Use this conclusion, for all $x \in N(A^{i+2})$, $$ A^{i+2}x=0=A^{i+1}(Ax)=A^{i}(Ax)=A^{i+1}x. $$ Hence, $N(A^{i+2}) \subseteq N(A^{i+1})$. Also $N(A^{i+1}) \subseteq N(A^{i+2})$, then we have $N(A^{i+1})=N(A^{i+2})$.
By induction, we get $$ N(A^{i})=N(A^{i+1})=\cdots=N(A^{n})=N(A^{n+1}) $$ so $\operatorname{rank}(A^{n})=n-\operatorname{dim}N(A^{n}) =n-\operatorname{dim}N(A^{n+1})=\operatorname{rank}(A^{n+1})$.

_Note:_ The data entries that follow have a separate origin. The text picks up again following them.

PR #11653, opened 2023-07-12
[EMCAL-565, EMCAL-566] Add gain calib factors to online calibration

jokonig:
- Gain calibration influences the cell energy. Hence the bad channel calibration can be influenced by the gain calibration factors
- Gain calib factors are read from ccdb and then passed to the calib data
- Application can be switched off with the workflow argument no-applyGainCalib
- cell energy is increased to 100 MeV for filling of the bad channel histograms as default to speedup the filling (before was 75 MeV)


mfasDa:
CI errors unrelated

mfasDa (approved):
Looks good!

A more straightforward proof than the existing ones.
If $\operatorname{rank}(A^{n+1})<\operatorname{rank}(A^n)$, then $$\ker(A^n)\subsetneq\ker(A^{n+1})$$ there exists a vector $v$, such that $A^{n+1}v=0$ but $A^{n}v\not=0$.
Now we show that $v, Av, \cdots, A^nv$ are linearly independent, but $F^n$ cannot have more than $n$ linearly independent vectors, a contradiction.
If $\sum_{i=0}^n a_iA^i v=0$, then apply $A^n$ on both sides, we have $a_0A^nv=0$, therefore $a_0=0$.
Similarly, apply $A^{n-1}$ on both sides, we have $a_1=0$, etc. So $a_0=\cdots = a_n=0$.